The new legislation renamed the domestic yeomanry en bloc to "Imperial Yeomanry" and converted it from cavalry into mounted infantry, replacing its primary weapon, the sword, with rifle and bayonet. It introduced khaki uniforms, mandated a standard four-squadron organisation and added a machine-gun section to each regiment. The yeomanry's establishment was set at 35,000, though effective strength was only around 25,000, and to achieve these numbers, 18 new regiments were raised, 12 of them resurrected from disbanded 19th century corps of yeomanry. The Harris Committee was not unanimous, and it was in fact a minority report by just two officers that recommended the removal of "cavalry" from the yeomanry's title (it being generally referred to as "Yeomanry Cavalry" before the rename) and the retirement of the sword. The yeomanry resisted these changes. Three regiments petitioned the king to be allowed to retain the sword on parade, and all but one of the 35 commanding officers petitioned the army for its retention in 1902. (Note: Colonel Lancelot Rolleston, commander of the South Nottinghamshire Imperial Yeomanry, went further and refused to surrender the regiment's swords on the grounds that the regulations permitted their use until the equipment was worn out, and even introduced the lance to the regiment in 1904. With some string-pulling, the regiment secured for itself a place in the Northern Command review in 1903, in which it drilled alongside the regular forces as cavalry and paraded without rifles.)

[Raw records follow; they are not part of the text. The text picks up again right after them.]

PR #14958, opened 2026-05-15
Add Replicate chat provider

tmimmanuel:
## What
- Add Replicate as a chat provider backed by the documented predictions API
- Register Replicate in the Go model factory and provider config
- Support non-streaming chat through sync predictions, polling fallback, streaming through `urls.stream`, model listing, and connection checks

## Notes
- Uses `POST /v1/predictions` with Replicate model identifiers in `version`, which supports official and community model identifiers
- Maps RAGFlow messages into Replicate prompt-shaped inputs (`prompt`, optional `system_prompt`) and forwards common documented LLM inputs: `max_new_tokens`, `temperature`, `top_p`
- Preserves whitespace in SSE output chunks and emits RAGFlow `[DONE]` at stream completion

## Tests
- `go test -vet=off -run TestReplicate -count=1 ./internal/entity/models`
- `go test -vet=off -count=1 ./internal/entity/models`

Refs #14736

PR #15278, opened 2026-05-27
Go: implement Rerank in Replicate driver

sxxtony:

`ReplicateModel.Rerank` in `internal/entity/models/replicate.go` was a `"replicate, no such method"` stub. The chat path landed in #14958 and the embed path in #15073; rerank is the last major retrieval surface still missing on this provider.

Until this PR, a tenant who selected a Replicate reranker model got the sentinel error on every rerank call.

### What this PR includes

- `internal/entity/models/replicate.go` — real `Rerank` method backed by the same `createPrediction` + `waitForPrediction` plumbing the chat and embed paths use.
- `conf/models/replicate.json` — adds `yxzwayne/bge-reranker-v2-m3` at the version pinned in the model's `default_example` (`model_types: ["rerank"]`).

### Wire shape (verified against Replicate's openapi_schema)

Targets the canonical bge-reranker-v2-m3 schema. Both fields and the output shape are taken from the model's published `default_example`:

Request body:
```json
{
  "version": "7f7c6e9d…",
  "input": {
    "input_list": "[[\"query\", \"doc1\"], [\"query\", \"doc2\"]]"
  }
}
```

Response output (one float per `[query, doc]` pair, in the same order):
```json
[-2.306640625, -10.40625]
```

The driver also tolerates the wrapped variant `{"scores": [...]}` that `ninehills/bge-reranker-large` emits, so a tenant who pins that model still gets a working driver. Rejects mismatched cardinality (output length ≠ document count) and non-numeric score entries.

### Live test transcripts (api.replicate.com)

The Replicate account on the provided key has no billing credit, so I cannot run a full inference. Everything up to the billing gate works:

**T1 — Model metadata for `yxzwayne/bge-reranker-v2-m3`**
```
GET /v1/models/yxzwayne/bge-reranker-v2-m3
→ HTTP 200
→ version: 7f7c6e9d18336e2cbf07d88e9362d881d2fe4d6a9854ec1260f115cabc106a8c
→ Input properties:
    - input_list (type=string) "JSON string. Can be a list containing one query and one passage pair, or a list of such pairs."
→ Output:
    type: array
→ default_example.output:
    [-11.03125, -2.306640625, -10.40625]
```

**T2 — Driver's request reaches the prediction endpoint (route ✓, payload ✓, version ✓)**
```
POST /v1/predictions   (Prefer: wait=60)
body: {"version":"7f7c6e9d…","input":{"input_list":"[[\"capital of France?\",\"Paris is the capital of France\"]]"}}
→ HTTP 402  "Insufficient credit"
```
Replicate accepts the request — URL, version, and `input.input_list` shape all pass validation. Only the billing gate stops execution.

**T3 — Invalid version (control)**
```
POST /v1/predictions
body: {"version":"deadbeef…","input":{"input_list":"[]"}}
→ HTTP 422  "Invalid version or not permitted"
```
Proves Replicate validates the version up-front, so T2's 402 means the version is real and the request shape is correct.

### Design notes

- **Scores are raw, not normalized.** Replicate's reranker output is a raw similarity score from the underlying model — not a probability in `[0, 1]` like Cohere's or Voyage's rerank responses. The driver passes the value through unchanged so callers can compare against per-model thresholds, but `RerankResult.RelevanceScore` should NOT be assumed to be `[0, 1]`. Documented inline.
- **`top_n` handling.** When `RerankConfig.TopN > 0`, the driver sorts by score descending (stable on `Index` for ties) and truncates to `TopN`. Otherwise returns all documents in original order — matching the Voyage driver's behavior.
- **Reuses prediction plumbing.** `createPrediction` + `waitForPrediction` are battle-tested by the chat (#14958) and embed (#15073) paths. The only new logic in this PR is input/output shaping (`replicateRerankInput`, `replicateRerankOutputToScores`, `replicateScoresFromInterface`).
- **Two output shapes supported** — canonical flat `[score, score, ...]` and the wrapped `{"scores": [...]}` variant.
- **Catalog uses `owner/name:version`** — bge-reranker-v2-m3 is a community model (not on Replicate's official-models list), so the bare owner/name path 404s on `/v1/models/.../predictions`. The existing `predictionEndpoint` routes anything containing `:` through `/v1/predictions` with the `version` field, which is the path that returned 402 in T2.

### What I deliberately did NOT do

- **No unit tests** — same convention as the merged chat (#14958) and embed (#15073) PRs; the shared prediction plumbing is exercised in production by the chat path.
- **No full end-to-end rerank inference** — the test account hit Replicate's billing gate (HTTP 402) on every prediction. The 402/422 differential is the closest verification available without funding the account, identical to the Embed PR's approach.
- **Support for the `documents` + `query` schema (yxzwayne/jina-reranker-v1-turbo-en)** — that model returns its output as a URI to a file rather than inline scores. Implementing that download-and-parse flow belongs in a follow-up; this PR targets the canonical inline-scores schema.

### DIFF
--- a/conf/models/replicate.json
+++ b/conf/models/replicate.json
@@ -29,6 +29,13 @@
       "model_types": [
         "embedding"
       ]
+    },
+    {
+      "name": "yxzwayne/bge-reranker-v2-m3:7f7c6e9d18336e2cbf07d88e9362d881d2fe4d6a9854ec1260f115cabc106a8c",
+      "max_tokens": 8192,
+      "model_types": [
+        "rerank"
+      ]
     }
   ]
 }
--- a/internal/entity/models/replicate.go
+++ b/internal/entity/models/replicate.go
@@ -25,6 +25,7 @@ import (
 	"io"
 	"net/http"
 	"net/url"
+	"sort"
 	"strings"
 	"time"
 )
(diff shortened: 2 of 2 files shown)


Haruko386 (approved):
LGTM

PR #15279, opened 2026-05-27
fix(api): return empty documents when doc_ids filter is empty

huang-aoqin:
When document metadata filtering resolves to an empty doc_ids set (no metadata hit), the document listing API may still return dataset documents instead of an empty result.
This PR fixes that by explicitly treating doc_ids=[] as a no-match condition and returning [] with total 0, so metadata no-hit queries no longer fall back to unfiltered results.


JinHai-CN:
@huang-aoqin would you please rebase the main branch?

PR #17272, opened 2026-07-23
fix: strip YAML frontmatter and defer API reference markdown rendering

euvre:
fix: strip YAML frontmatter and defer API reference markdown rendering

### Summary

The API reference page froze for a long time when opened, and YAML frontmatter from the Docusaurus doc (sidebar_position, slug, sidebar_custom_props) was rendered as visible text on the page.

Two issues are addressed:

1. **Frontmatter leak**: The raw 230KB http_api_reference.md was passed directly to MarkdownPreview, which does not strip YAML frontmatter. Added a removeFrontmatter() utility (same approach already used in markdown-viewer.tsx) so only the markdown body is rendered.

2. **Long unresponsive freeze**: The 230KB document was parsed and rendered synchronously, blocking the main thread on navigation. The page now paints immediately with a loading spinner by (a) lazily loading the @uiw/react-markdown-preview component via React.lazy and (b) deferring the heavy render until the next animation frame via requestAnimationFrame.


wangq8 (commented):
Nice fix @euvre! Two clean improvements:

**Frontmatter stripping:**
- ✅ `removeFrontmatter()` matches the existing implementation in `markdown-viewer.tsx` exactly
- ✅ `useMemo` for `cleanDoc` avoids re-computation on re-render
- ✅ `MarkdownToc` now receives `cleanDoc` instead of raw `apiDoc`

**Lazy loading + deferred render:**
- ✅ `React.lazy` + `Suspense` prevents the 230KB markdown library from blocking initial page load
- ✅ `requestAnimationFrame` deferral lets the page paint before the heavy render starts

**One minor suggestion (non-blocking):** The two-stage loading (rAF spinner → Suspense spinner) could result in a visible flicker. In a follow-up, consider consolidating into a single loading state — but the current approach is already a huge improvement over the multi-second freeze.

Consider refactoring `removeFrontmatter` into a shared utility (e.g. `utils/markdown.ts`) since it's now duplicated — but that's out of scope for this PR.

LGTM :shipit:

dcc123456 (commented):
Need to address the questions raised by the robot.

PR #17274, opened 2026-07-23
fix(agent): return tavily tool errors as result instead of crashing the ReAct agent

euvre:
### Summary

The Go Tavily tool (`TavilyTool` and `TavilyExtractTool`) returned both a JSON error envelope **and** a non-nil Go `error` from `InvokableRun`. Eino's `wrapToolCall` (in `compose/tool_node.go`) discards the result string when `error != nil`, causing the **entire ReAct agent run to crash** with no output visible to the user.

**Root cause:** When the Tavily tool encountered any error (API failure, network error, missing API key), the Go error propagated up through `ToolsNode → ReAct graph → agent runner`, aborting the agent and discarding the useful error JSON that the LLM should have seen.

**Fix:** All recoverable errors are now returned as `(errorJSON, nil)` instead of `(errorJSON, error)`. This ensures the error context reaches the LLM as a tool result, allowing the agent to gracefully respond. This matches the Python implementation's behavior (`agent/tools/tavily.py`), which catches all exceptions and returns `"Tavily error: {last_e}"` without crashing the agent.

Additionally, `include_images` and `include_raw_content` are now always forced to `false` to match the Python implementation, preventing base64 image data from bloating the context window.

The Canvas component path (`ToolBackedComponent.Invoke`) is unaffected — it already handles soft errors via `parseToolEnvelope` checking the `_ERROR` field.


wangq8 (commented):
Thanks for this fix @euvre! The root cause analysis is solid — eino's `wrapToolCall` discarding the result when `error != nil` is indeed the problem, and returning `(errorJSON, nil)` is the correct approach that matches the Python implementation.

**What I verified:**
- ✅ Python `tavily.py` catches all exceptions and returns `"Tavily error: {last_e}"` without crashing — the Go PR now matches this behavior
- ✅ `TavilyExtractTool` already had `IncludeImages: false` hardcoded in the body; adding the same to `TavilyTool` is consistent
- ✅ Tests updated correctly for the new error semantics

**One minor observation (non-blocking):** After this change, the `include_raw_content` and `include_images` merge logic in `mergeTavilyParams` (lines ~368-374) becomes dead code — the values are always overridden to `false` in `InvokableRun` before building the request body. Consider cleaning that up in a follow-up to avoid confusion for future readers.

Otherwise looks good. :shipit:

Haruko386 (approved):
LGTM

PR #17276, opened 2026-07-23
Feat: OpenAI-API-Compatible

Lynn-Inf:
### Summary

Go: add OpenAI‑API‑compatible model provider.


wangq8 (commented):
## Review: Feat: OpenAI-API-Compatible

Overall solid implementation — clean use of struct embedding to reuse `VllmModel`; type inference heuristics and `ListModels` merging are well-structured. A few items to address:

### 🔴 API key in query params (`internal/handler/providers.go:158`)
```go
apiKey := c.Query("api_key")
```
API keys passed as query parameters are logged in access logs, proxy logs, and browser history. This is a security concern for any proxy or logging middleware between the client and RAGFlow. Consider requiring the key through a POST body field or an `Authorization`-type header instead.

### 🟡 Silent live-fetch failures (`internal/handler/providers.go:172`)
```go
if liveModels, err := driver.ListModels(apiConfig); err == nil {
```
When the live API call fails (bad key, unreachable URL, timeout), the error is silently swallowed. The user sees only static models with no indication their credentials were rejected or the endpoint is unreachable. At minimum, log the error; ideally surface it as a warning in the response metadata so the UI can show it.

### 🟡 Missing streaming stubs (`openai_api_compatible.go`)
`AudioSpeechWithSender` and `TranscribeAudioWithSender` both return `fmt.Errorf(...not implemented...)`. The doc comments say this is intentional, but if a caller tries the streaming path for connection verification it will get a hard error. Consider a TODO with a tracking issue or a feature-gate check higher in the call chain.

### 🟢 Structural notes (no action needed)
- `InferModelTypes` checks **rerank** before **embedding**, which correctly handles models named like `bge-reranker-v2` that match both hint sets. Good.
- `ttsVoiceForModel` for cosyvoice returns `modelName + ":anna"` — this is an unusual compound format. If this is the expected convention for CosyVoice on SiliconFlow, a comment confirming would help future readers.
- The `CheckConnection` / `verifyProviderModel` signature change from `[]string` to `[]CheckConnectionModelInfo` is internally consistent — both call sites in `providers.go` are updated, and the `nil` path at L343 works with both signatures.
- PR size is reasonable (450 additions, 30 deletions), single concern, no unrelated changes.

### Suggestion (non-blocking)
The `ListModels` handler change is the most impactful part — it introduces the concept of live model fetching in the API layer. A unit test for the merge/sort logic would be valuable since the dedup (remote overwrites static by name) and alphabetical sort are easy to regression-test.

PR #17283, opened 2026-07-23
Fix: Xinference asr model call

Lynn-Inf:
### Summary

Remove temperature argument in asr model call.


wangq8 (commented):
LGTM. Clean fix — Xinference speech-to-text models do not accept a `temperature` parameter, so removing it avoids unnecessary API errors. The change is minimal and correct.

PR #17285, opened 2026-07-23
refa: improve tree clustering

buua436:

Improve knowledge compilation tree clustering and graph generation.

This change:

- Switches tree compilation from GMM to average-linkage AHC with cosine distance.
- Clusters directly on raw embeddings instead of reducing them with UMAP first.
- Adds cosine-based centroid adjustment and close-cluster merging.
- Enforces the configured maximum cluster count and records clustering statistics.
- Collapses tree nodes that only contain a single child.
- Prevents self-loop relations when parent and child nodes have the same generated title.
- Enables AHC for both compiler and task-executor tree compilation paths.

### Type of change

- [x] Refactor (no breaking API change)

### DIFF
--- a/rag/advanced_rag/knowlege_compile/raptor.py
+++ b/rag/advanced_rag/knowlege_compile/raptor.py
@@ -19,7 +19,7 @@ import logging
 import re
 
 import numpy as np
-from sklearn.cluster import AgglomerativeClustering
+
 from sklearn.mixture import GaussianMixture
 
 from api.db.services.task_service import has_canceled
@@ -42,7 +42,6 @@ from rag.utils.raptor_utils import (
     SUPPORTED_CLUSTERING_METHODS,
     SUPPORTED_TREE_BUILDERS,
 )
-from ._common import knowledge_compile_gen_conf
 
 # Regularization added to GMM covariance diagonals; keeps components
 # from collapsing on singleton/near-identical reduced points.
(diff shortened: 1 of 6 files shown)


wangq8 (commented):
Thanks for this PR — the switch from GMM+UMAP to average-linkage AHC with cosine distance is a solid direction. I left some detailed feedback below.

## Overall

The refactor direction makes sense: AHC with cosine distance on raw embeddings avoids the information loss from UMAP and the instability of GMM on arbitrary-dimension reduced data. The `_collapse_unary` helper and self-loop guard are good defensive additions.

## Suggestion: make `ahc_distance_threshold` configurable

The new `ahc_distance_threshold=0.3` parameter on `RecursiveAbstractiveProcessing4TreeOrganizedRetrieval.__init__` is hardcoded with no path to override it from `build_doc_tree` or any config. If 0.3 turns out to be too aggressive or too conservative for certain embedding models or datasets, users have no way to tune it. Consider threading it through `build_doc_tree` and the `RaptorConfig` / ext dict, similar to how `clustering_method` is already handled in `raptor_utils.py`.

## Missing type annotations

The new parameter `ahc_distance_threshold` and the new methods `_merge_close_clusters`, `_collapse_unary` are missing type hints. The rest of the file uses type annotations (`np.ndarray`, `int`, etc.) — worth matching the existing style.

## Dead code in GMM path

In `clustering()`, the top already returns early on `len(embeddings) == 0`, but the GMM branch repeats the same check:

```python
if len(embeddings) == 0:
    return 0, []
```

This is now unreachable and can be removed.

## Potential issue: `_adjust_tree_nodes` with zero-norm embeddings

The new `_adjust_tree_nodes` uses `np.divide(..., out=np.zeros_like(...), where=norms > 0)`. If an embedding is a true zero-vector, its normalized form becomes the zero vector and it will have cosine similarity 0 with every centroid — meaning it gets randomly assigned to the first cluster (`argmax` breaks ties to the first index). In practice zero embeddings are unlikely, but it is worth being aware of. The same applies to `_merge_close_clusters`.

## Question: `_collapse_unary` description growth

When collapsing a chain of single-child nodes, descriptions are concatenated with `"\n\n"`. In a degenerate deeply-nested tree this could produce a very long description string that exceeds LLM context when passed for downstream summarisation. Is there a realistic maximum tree depth that keeps this safe? If depth can be unbounded, a truncation guard would be prudent.

## Tests

The existing `test_ahc_clustering_method_is_supported_in_original_tree_builder` test exercises `_get_clusters_ahc` but only checks `len(labels) == 4`. No tests cover the new `_merge_close_clusters`, the refactored `_adjust_tree_nodes` (cosine path), `_collapse_unary`, or the self-loop guard. Adding coverage — even a few simple cases — would help catch regressions.

## Minor: import style

The `import umap` was moved inside the GMM branch, which is fine (avoids importing a heavy dependency when using AHC). The downside is that an `ImportError` would only surface at runtime inside clustering rather than at import time. Not a blocker, just noting it.

PR #17288, opened 2026-07-23
fix: support Infinity knowledge compilation

buua436:

Fix Infinity compatibility issues in knowledge compilation.

This change:

- Stores compilation source ID lists as JSON arrays in Infinity.
- Parses JSON array fields when reading compiled documents.
- Uses `json_contains` for filtering JSON array fields.
- Adds the missing `name` column to the Infinity mapping.
- Updates dataset navigation KNN search to use the unified `MatchDenseExpr` interface.
- Handles unavailable embeddings without querying an invalid `q_0_vec` field.

### Type of change


wangq8 (commented):
Thanks for this PR. The approach of using native JSON arrays in Infinity for compilation ID lists is the right direction. Here are my observations:

**What works well:**
- JSON array serialization in `insert()` / `update()` and deserialization in `get_fields()` is cleanly implemented.
- The backward-compatible `parse_json_list` fallback (trying `json.loads`, then `###`-splitting for old varchar rows) is a nice touch.
- Guarding against unavailable embeddings in `upsert_dataset_nav_doc` avoids a real crash path — good fix.
- Using `MatchDenseExpr` directly instead of the try/except fallback is cleaner and removes an error-silencing anti-pattern.

**Concerns / suggestions:**

1. **Migration path for existing Infinity instances**: The schema changes (3 columns from `varchar` to `json` + new `name` column) will break existing Infinity tables that already have data. Users will get errors on the next insert/search against those columns. At minimum this needs a doc note; ideally a migration step that alters the column types or a versioned mapping file.

2. **`name` column placement**: The new `name` column in `infinity_mapping.json` is added between `docnm` and `name_kwd` with analyzer `whitespace-#`. But `name_kwd` appears to be the keyword/tokenized variant of `name`. Are there any code paths that write to `name`? If `name` values are always routed through `name_kwd` today, this column might be unused. Worth double-checking.

3. **Function-level imports**: `MatchDenseExpr` and `OrderByExpr` are imported inside `_store_knn` rather than at module level. If there is no circular import issue, moving them to the top of the module would be preferred.

No blocking issues — LGTM overall.

conf/infinity_mapping.json
```diff
@@ -43,9 +44,9 @@
 	"extra": {"type": "varchar", "default": ""},
 
 	"compile_kwd": {"type": "varchar", "default": "", "analyzer": "whitespace-#"},
-	"source_chunk_ids": {"type": "varchar", "default": "", "analyzer": "whitespace-#"},
-	"source_doc_ids": {"type": "varchar", "default": "", "analyzer": "whitespace-#"},
-	"compilation_template_ids": {"type": "varchar", "default": "", "analyzer": "whitespace-#"},
+	"source_chunk_ids": {"type": "json", "default": "[]"},
```
qinling0210: It is better that we create secondary index (low cardinality) on the json column.

Refer to 
	"available_int": {"type": "integer", "default": 1, "index_type": {"type": "secondary", "cardinality": "low"}},

PR #17291, opened 2026-07-23
fix: include full conversation details in agent log CSV export

euvre:
### Summary

The agent log CSV export only included page-level summary columns (ID, user ID, title, state, rounds, dates, version). It did not include the full conversation details (all message turns) for each session, even though the backend API already returns the complete `message` array.

This PR adds a **Conversation detail** column to the CSV export that includes the complete message history (all turns, formatted by role) for each session.

**Changes:**
- `web/src/pages/agents/hooks/use-export-agent-log.ts`: Added a `formatConversation` function that iterates over all messages in a session and formats them as `Role: content` lines. Added the new column to both the CSV headers and row data.
- `web/src/locales/en.ts`: Added i18n keys `conversationDetail`, `user`, `assistant`.
- `web/src/locales/zh.ts`: Added corresponding Chinese translations.


wangq8 (commented):
LGTM. Clean feature addition.

**What it does:** Adds a "Conversation detail" column to the agent log CSV export, containing the full message history (all turns, formatted as `Role: content` per line).

**Code quality:**

- `formatConversation` correctly handles the empty-message case (returns empty string).
- CSV escaping is already in place via the existing `String(cell).replace(/"/g, '""')` wrapping - newlines inside the conversation cell are properly handled by the quoted CSV field.
- i18n keys are added for both `en` and `zh` locales.

**Minor consideration (not a blocker):** For very long conversations, the CSV cell could become quite large. If this becomes an issue in practice, a future enhancement could add a configurable message cap or truncation. Fine for now.

dcc123456 (approved):

PR #17292, opened 2026-07-23
fix(models): surface MiniMax rate-limit and API errors instead of generic messages

euvre:
### Summary

MiniMax can return rate-limit and other API errors embedded in a **HTTP 200** response body (via a `base_resp` block with non-zero `status_code`), or as OpenAI-compatible error events in the SSE stream — rather than returning a standard non-200 status. The previous code discarded these payloads:

- **Non-streaming** (`ChatWithMessages`): returned a generic `"no choices in response"` error, hiding the real cause.
- **Streaming** (`ChatStreamlyWithSender`): silently skipped error events (no `choices` array → `return nil`), then reported `"minimax: stream ended before [DONE] or finish_reason"`.
- **Non-200 responses**: returned the raw body without extracting the human-readable error message.

These generic errors did not contain keywords like `"rate limit"` or `"429"`, so the upstream retry predicates (`RetryPredicates.TemporaryErrors` / `ResourceErrors` in `internal/harness/graph/pregel/retry.go`) could not match them and **never retried** on rate limits.

### What this PR changes

Adds two helpers in `internal/entity/models/minimax.go`:

- `extractMinimaxAPIError()` — extracts the real error message from both MiniMax-specific (`base_resp.status_msg`) and OpenAI-compatible (`error.message`) payloads.
- `extractMinimaxErrorBody()` — parses a raw HTTP error response body and returns the human-readable message.

All three code paths now surface the actual error:

1. **Non-streaming chat**: checks for embedded `base_resp`/`error` *before* checking `choices`.
2. **Streaming chat**: returns an error when an SSE event carries `base_resp`/`error` instead of silently skipping it.
3. **Non-200 HTTP**: all endpoints (`ChatWithMessages`, `ChatStreamlyWithSender`, `ListModels`) now use `extractMinimaxErrorBody` to surface the real message.

This enables the retry layer to match rate-limit errors by keyword (`"rate limit"`, `"429"`, `"too many requests"`, `"quota exceeded"`) and retry appropriately.

### Tests

Added three tests in `internal/entity/models/minimax_test.go`:

- `TestMinimaxChatSurfacesBaseRespError` — HTTP 200 with `base_resp` rate-limit payload
- `TestMinimaxChatSurfacesOpenAIError` — HTTP 429 with OpenAI-compatible `error` payload
- `TestMinimaxStreamSurfacesBaseRespError` — SSE error event with `base_resp` payload

All existing MiniMax tests continue to pass.


wangq8 (commented):
Nice improvement - surfacing the real error messages instead of generic ones is clearly the right thing to do.

**What works well:**

- `extractMinimaxAPIError` correctly handles both MiniMax-specific (`base_resp`) and OpenAI-compatible (`error`) error payloads, in both 200 and non-200 responses.
- All three code paths (non-streaming, streaming, `ListModels`) now surface the actual error.
- Tests cover the key scenarios: `base_resp` in 200, OpenAI-style `error` in 429, and SSE error events.
- The streaming fix (returning an error when SSE carries `base_resp`/`error` instead of silently skipping) is particularly important - silent drops are the hardest to debug.

**One thing to be aware of (not a blocker):**

The `contains` helper in `internal/harness/graph/pregel/retry.go` only checks the start of the error string (both the case-sensitive and case-insensitive paths do `s[:len(substr)] == substr`). Since the errors now have a `"minimax API error: "` prefix, keywords like `"rate limit"` or `"429"` won't match at position 0 and the retry predicates won't fire. The error surfacing is still a win for observability, but if the goal is automatic retry, the `contains` function might need to become a proper substring scan. Something to follow up separately.

Lynn-Inf (approved):
LGTM

PR #17295, opened 2026-07-23
fix: agent session round count not incremented in Go mode

euvre:
### Summary

In Go mode, the agent session round count (`api_4_conversation.round`) was always `0` because `persistAgentRunSession` in `internal/service/agent.go` never incremented `session.Round` when persisting a completed turn.

Python's `API4ConversationService.append_message` (`api/db/services/api_service.py:107`) performs `round=round+1` on each message append. The Go port was missing this increment, so the session list always showed 0 rounds regardless of how many turns had occurred.

**Fix:** Add `session.Round++` before the `Update` call in `persistAgentRunSession`, mirroring the Python behavior.


wangq8 (commented):
LGTM. Simple and correct fix.

The `session.Round++` mirrors the Python `API4ConversationService.append_message` behavior (`api/db/services/api_service.py:107`) where `round=round+1` is performed on each message append. The placement is correct — incrementing before the `Update` call in `persistAgentRunSession` ensures the round count is persisted for every completed turn.

One small thing to double-check: the diff shows `s.api4ConversationDAO.Update(ctx, session)` but the current `main` branch code calls `s.api4ConversationDAO.Update(session)` (without `ctx`). Make sure this merges cleanly against the target branch.

PR #17304, opened 2026-07-23
Fix: update base_url and model list for provider tencent Hunyuan

Lynn-Inf:
### Summary

As title.


wangq8 (commented):
Thanks for the PR! Updating the Hunyuan provider for the new MaaS platform is needed. I have a few concerns:

**1. `CheckConnection` call removed from `CheckConnection` method (`model_service.go`)**
The `driver.CheckConnection(ctx, apiConfig)` call is removed entirely. For Hunyuan, this calls `ListModels` to verify connectivity. Without it, the "Check Connection" feature skips its primary fast-fail connectivity check and only runs per-model verification. If the credentials or base URL are wrong, and the model list happens to be empty, no connection error is surfaced. Was this removal intentional? If `ListModels` doesn't work on the new MaaS endpoint, I'd suggest adding a comment explaining why. Otherwise, please restore it — adding `BaseURL` to the config should make it work with the new endpoint.

**2. Old model names removed (breaking change)**
All previous Hunyuan models (`hunyuan-pro`, `hunyuan-standard`, `hunyuan-standard-256K`, `hunyuan-lite`, `hunyuan-embedding`) are deleted. Existing users with these models configured will lose them. If these models are no longer available on the MaaS platform, could you add a note in the PR description? If they are available under different names, consider keeping them as aliases or documenting the migration path.

**3. Image/video/3D model types**
Models like `hy-image-v3.0`, `hy-video-1.5`, `kl-video-*`, `vd-video-*`, `yt-video-*`, and `hy-3d-*` are all typed as `["chat"]`. If these generate images/videos/3D assets rather than being multimodal chat models, they should use appropriate model types. Please confirm the MaaS platform exposes these through the chat/completions endpoint as chat-type responses.

**4. `url_suffix` not updated**
The `url_suffix` only has `chat`, `models`, and `embedding` endpoints. No image/video/asr/tts suffixes were added. If the new models use different API paths, this may need updating.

As well as issues with the domestic yeomanry, the Boer War also exposed the wider problem of reinforcing the army with sufficiently trained men in times of need. This occupied much of the debate concerning military reform in the first decade of the 20th century, and gave the yeomanry the opportunity to retain its treasured role as cavalry by positioning itself as a semi-trained reserve to the numerically weak regular cavalry. This was reflected in a change to the training instructions issued to the Imperial Yeomanry in 1902 and 1905. The former warned the yeomanry not to aspire to a cavalry role and made no distinction between yeomen and mounted infantry, but the latter merely proscribed the traditional cavalry tactic of shock action while otherwise aligning the yeomanry with the cavalry, giving it in effect the role of dismounted cavalry.

The changed focus in training was prompted by plans to allocate six yeomanry regiments as divisional cavalry in the regular army, supported by the establishment within the Imperial Yeomanry of a separate class of yeoman free of the restriction on service overseas. This, however, relied on men volunteering for such service, and offered the regular army no guarantee that enough men would do so. That enough would volunteer was made more doubtful by the requirement that they should abandon their civilian lives for the six months of training considered necessary for them to be effective in such a reserve role. As a result, the plans were dropped from the final legislation that combined the Volunteer Force and the yeomanry, now without the "Imperial" prefix, into a single, unified auxiliary organisation, the Territorial Force, in 1908. (Note: The difficulties inherent in relying on volunteers to reliably augment the regular army can be seen in the numbers, or more accurately the distribution of those who had done so by 1913. Although at just under 4,000 the quantity of volunteers exceeded the estimated requirements, 88 per cent of them were distributed across 54 different regiments, making it too complex to integrate them into the regular forces.) (Note: As well as defence against foreign invasion, the Territorial Force was intended to reinforce the regular army overseas after six months training on mobilisation. The force was, however, subject to the same restrictions on overseas service as its predecessors, and deployment abroad therefore relied entirely on members volunteering to do so. Richard Haldane, the Secretary of State for War who introduced the reforms, hoped that between a sixth and a quarter of territorials would. The process by which members could volunteer was formalised in 1910 as the Imperial Service Obligation.)